Conviene a un giovane, oggi, mettersi in gioco in agricoltura?
“Va fatta la premessa che in questo settore esiste una barriera di ingresso rappresentata dal capitale iniziale, superiore rispetto ad altri tipi di attività. Se un giovane, però, intende debuttare può farlo se ha idee chiare e innovative. Questo significa che deve tenere presente come valorizzare il proprio lavoro, come trasformare il prodotto e dove e come venderlo. Da troppi anni l’intero settore si è dedicato soltanto alla produzione, dimenticando i processi a valle e lasciandoli agli altri, che ne hanno così ricavato il maggiore valore aggiunto. Oggi, a maggiore ragione in una realtà piccola come quella friulana, il settore primario non è in grado di stare in piedi da solo. Abbiamo allevamenti avicunicoli di qualità, ma per macellare portiamo gli animali in Veneto. Abbiamo essiccatoi, ma nessuna amideria;in frutticoltura, la cui produzione è marchiata da altri, nessuna trasformazione, se non marginale. I nostri birrifici artigianali stanno crescendo, ma non abbiamo una malteria. Alla fine, così, anche se riusciamo a realizzare un’agricoltura di pregio, lo sforzo non viene mai ripagato”.
Come è possibile cambiare?
“Guardando cosa chiede il mercato, poi alleandosi per sviluppare la trasformazione e, solo dopo, seminando nei terreni. In un mosaico di soluzioni, per esempio, a livello colturale mancano completamente le tessere del gluten free e degli alimenti salutistici, segmenti di mercato che hanno oggi indici di crescita a doppia cifra”.
Cosa sta succedendo nel ‘laboratorio’ del Parco agroalimentare?
“Quando sono arrivato, nel luglio 2010, alcuni processi erano già avviati, altri li ho pretesi. Ad esempio, l’abbandono della promozione, in cui sono già troppi gli enti a occuparsene e che deve essere fatta da una regia regionale. Quindi, ci siamo concentrati sull’assistenza tecnica per la trasformazione agroalimentare. L’università fa ricerca, ma non riesce a trasferire i risultati all’impresa. L’Ersa, poi, fa molta sperimentazione, ma limitatamente alla fase colturale. Noi ci siamo posti l’obiettivo di accompagnare nel primo miglio una nuova idea o un nuovo prodotto, individuando il processo di trasformazione più adatto, fino al test di mercato. Se tutto funziona, allora l’impresa può iniziare a camminare da sola.
Inoltre, abbiamo stretto rapporti collaborativi con le strutture sanitarie, colmando il solco tra controllore e controllato. Molto spesso, infine, diventiamo ‘traduttori’ tra la lingua dell’impresa e quella delle istituzioni”.

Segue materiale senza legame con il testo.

PR #2866, opened 2022-06-15
doc: make pandoc optional

kleisauke:
Since it's currently unavailable on RHEL 9, see:
https://bugzilla.redhat.com/show_bug.cgi?id=2089013


jcupitt:
Looks good!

Il vostro modello può insegnare qualcosa alla riforma dei distretti industriali?
“Non può esistere un format unico di distretto valido per ogni settore, perché le esigenze sono spesso completamente diverse. Quel che è certo, comunque, è che i ‘nuovi’ distretti non vanno più perimetrati territorialmente, perché i modelli produttivi sono completamente cambiati. Devono spesso guardare oltre il proprio settore, coinvolgendo tutti gli operatori dei servizi alle imprese, dalla logistica alla finanza.
Soprattutto, devono fare poche cose e bene, in uno scenario quindi di ridefinizione dei compiti di società pubbliche, Camere di commercio, università, Ersa”.
In un contesto economico profondamente cambiato, perché le associazioni di categoria non si sono ancora ripensate?
“Il loro problema, come è successo anche nella burocrazia e nei sindacati, è che in tempi completamente diversi sono diventate organizzazioni grandi, complesse e costose, che oggi per spirito di autoconservazione mettono in secondo piano la propria mission originale, cioè quella di difendere gli interessi delle imprese associate. Per esempio, vivono ancora di servizi anacronistici, come certe pratiche fiscali o amministrative. E se il governo dovesse avviare una vera semplificazione, come annunciato, si ritroveranno in grossa difficoltà. Ci vorrebbe più coraggio nel constatare che il mondo è profondamente cambiato e che devono cambiare altrettanto profondamente anche loro”.
In passato, lei ha messo anche un piede nell’agone politico, partecipando a Liberidea e candidandosi alle regionali nel 2008: che valutazioni ha tratto da quella esperienza?
“Rispetto al mio percorso, ha rappresentato una parentesi marginale. Il mio approccio, comunque, era stato disincantato: sapevo bene che i partiti, come le organizzazioni, ti avvicinano fin quando sei utile e poi ti scaricano. Quel che mi ha deluso e mi ha allontanato, invece, è la mancanza di consapevolezza della realtà e l’incapacità di vedere nuovi modelli manifestata dalla maggior parte dei politici. Usando una simbologia, se un farmaco non guarisce non devi aumentarne la dose, ma cambiare farmaco. E poi, basta analisi e progetti: ne sono state fatti fin troppi, ora la realtà è sotto gli occhi di tutti e dalle idee bisogna passare ai fatti”.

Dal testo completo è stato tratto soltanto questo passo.